It looks like no judicial pension for Mr. Fuller, and coupled with his resignation that is the best result possible

Although you should read the entirety of it, here is the pertinent part of GOODLATTE & CONYERS STATEMENT ON JUDGE FULLER RESIGNATION issued by the Chairman and Ranking Member of the House Judiciary Committee:

When it became clear that the 11th Circuit would issue an order that Judge Fuller’s conduct could constitute grounds for impeachment, Judge Fuller decided to resign in shame. Once his resignation becomes effective, he will not qualify for either a judicial salary or be eligible for a judicial pension. If Judge Fuller does not resign on August 1st, as stated in his resignation letter, the House Judiciary Committee will consider whether impeachment is warranted once the Judicial Conference issues its final report.

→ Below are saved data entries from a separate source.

PR #3339, opened 2024-06-19
[CATCHUP] Fetch Proposals in Dependecny Task

### LINKED ISSUE #3244: [CATCHUP] - Inegrate Proposal Fetching Into Dependency Task

Because the dependency tasks are one off tasks, and fetching the parent can be done inline where we need it.  

_No response_

_No response_

Same as #3243 but when running with the new code

_No response_

bfish713:
Closes #3244 

### This PR: 

1. Fetches proposals if we can from the vote task if the parent proposal is missing
2. Fetches proposals from the proposal task if we form a QC for a proposal we don't have
3. Emits the validated state event after updating state in the `fetch_proposal` function

### DIFF
--- a/crates/task-impls/src/quorum_proposal/dependency_handle.rs
+++ b/crates/task-impls/src/quorum_proposal/dependency_handle.rs
@@ -5,7 +5,7 @@ use std::{marker::PhantomData, sync::Arc, time::Duration};
 
 use anyhow::{ensure, Context, Result};
 use async_broadcast::{Receiver, Sender};
-use async_compatibility_layer::art::async_sleep;
+use async_compatibility_layer::art::{async_sleep, async_spawn};
 use async_lock::RwLock;
 use committable::Committable;
 use hotshot_task::{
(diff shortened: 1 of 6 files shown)


crates/task-impls/src/quorum_proposal/dependency_handle.rs
```diff
@@ -185,6 +187,13 @@ impl<TYPES: NodeType> HandleDepOutput for ProposalDependencyHandle<TYPES> {
             .validated_state_map()
             .contains_key(&high_qc_view_number)
         {
+            // The proposal for the high qc view is missing, try to get it asynchronously
+            let memberhsip = Arc::clone(&self.quorum_membership);
+            let sender = self.sender.clone();
+            let consensus = Arc::clone(&self.consensus);
+            async_spawn(async move {
+                fetch_proposal(high_qc_view_number, sender, memberhsip, consensus).await
```
jparr721, line 195: Looks like this acquires a write lock on each invocation. Are we worried about accidentally holding a lock while something else needs it?

jparr721 (approved):
One question but otherwise this looks good.

crates/task-impls/src/quorum_proposal/dependency_handle.rs
jparr721, line 195: How come this is an async spawn instead of just calling? It looks like the method doesn't do anything long-running?

bfish713: The fetch could be potentially very slow (500ms) and this caller isn't expecting the result directly back, in the mean time we might get the `ValidatedStateUpdated` event we need before the request for proposal ever even finishes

Id. (Emphasis added by Kopf.)


H/t: How Appealing.

6 responses

  1. As I understand it the judge’s conduct that warrants his dismissal was the beating of his wife. Assuming that to be the case it appears as though depriving Judge Fuller of his pension will result in the wife getting beaten all over again. Note I have no sympathy for the judge just the recognition that whatever punishment he suffers will be imposed on the real victim in all of this.

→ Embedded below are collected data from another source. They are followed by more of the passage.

PR #3464, opened 2024-07-18
Add `Libp2p` connection limits

rob-maron:
No linked issue.

### This PR: 

Limits the number of simultaneous [pending/established] connections that Libp2p can use.

### This PR does not: 

Break anything at the protocol level. This is all client-side so it should be backwards compatible.

### Key places to review: 

The configured values at `node.rs`

### DIFF
--- a/crates/libp2p-networking/src/network/node.rs
+++ b/crates/libp2p-networking/src/network/node.rs
@@ -20,6 +20,7 @@ use futures::{channel::mpsc, select, FutureExt, SinkExt, StreamExt};
 use hotshot_types::constants::KAD_DEFAULT_REPUB_INTERVAL_SEC;
 use libp2p::{
     autonat,
+    connection_limits::ConnectionLimits,
     core::transport::ListenerId,
     gossipsub::{
         Behaviour as Gossipsub, ConfigBuilder as GossipsubConfigBuilder, Event as GossipEvent,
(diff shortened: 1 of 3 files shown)


crates/libp2p-networking/src/network/node.rs
```diff
@@ -299,13 +300,25 @@ impl NetworkNode {
                 ..Default::default()
             };
 
+            // Limit the number of simultaneous connections
+            let connection_limits = libp2p::connection_limits::Behaviour::new(
+                ConnectionLimits::default()
+                    .with_max_established(Some(100))
+                    .with_max_established_incoming(Some(70)) // To prevent eclipse attacks
+                    .with_max_established_outgoing(Some(100))
+                    .with_max_established_per_peer(Some(1)) // Just reuse the one we already have
```
bfish713, line 309: I'm not sure but we might want this to be 2 or more, I don't know what is considered a connection but it seems like 1 incoming and one outgoing connection will be established at least.  Idk the docs don't make it clear

crates/libp2p-networking/src/network/node.rs
```diff
@@ -299,13 +300,25 @@ impl NetworkNode {
                 ..Default::default()
             };
 
+            // Limit the number of simultaneous connections
+            let connection_limits = libp2p::connection_limits::Behaviour::new(
+                ConnectionLimits::default()
+                    .with_max_established(Some(100))
+                    .with_max_established_incoming(Some(70)) // To prevent eclipse attacks
```
bfish713, line 307: This might be trickier than we expect.  We might actually expect an incoming connection from every participant in the case of voting when the CDN is down.  We'll have to check to make sure that when we block some connection they can eventually get through.

crates/libp2p-networking/src/network/node.rs
bfish713: Looked through the code I think this needs to be 2 so we can establish and incoming and outgoing connection at the same time.

bfish713 (commented):
Because these values are set so high our tests won't catch them, I suggest we test this with the 1000 node benchmark with both libp2p and crashed CDN.  I'm particularly worried about voting not working

crates/libp2p-networking/src/network/node.rs
rob-maron: Yeah, even with the CDN being up this would be a problem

  2. While certainly not condoning what Judge Fuller did to his wife, I think the punishment here far outweighs the crime. I can understand that the judge might not be viewed as having the moral authority to judge the rest of us after this incident, and with this in mind a resignation might be appropriate though harsh. (Personally, if it were an option, I’d suspend him without pay for a year or two.) But to also forfeit retirement benefits for a crime that’s fairly minor in the grand scheme of things and isn’t tied to official misconduct (at least like a bribery allegation might) just seems vindictive and excessive.

  3. Rob,

    You may wish to view Mr. Fuller’s calendar year 2011 financial disclosure statement. See here. The report was taken from Judicial If I am reading the site correctly, the 2011 report is the last report for Fuller uploaded by JW as of now.

    All the best.


  4. Bob,

    My opinion, previously expressed on this blog, is that the private conduct–assaulting one’s spouse in a hotel room–does not fit the precedents of the Senate for purposes of impeachment. That said, I don’t believe that the forced retirement plus loss of a federal judicial pension is too harsh. But reasonable people can disagree on this subject.

    All the best.


  5. More outcome-based jurisprudence. We went through this charade during the Clinton impeachment. There was nothing in British precedent (esp. Warren Hastings) that can come close to justifying this.

    It seems that the only REAL loser here is the rule of law. But Elvis left the building a long time ago….

  6. Maybe I’m bad at math, but I don’t see that his assets add up to all that much (assuming that was the point you were trying to make) unless you assume that all of them are at the top of the range (which I do not think is a fair assumption).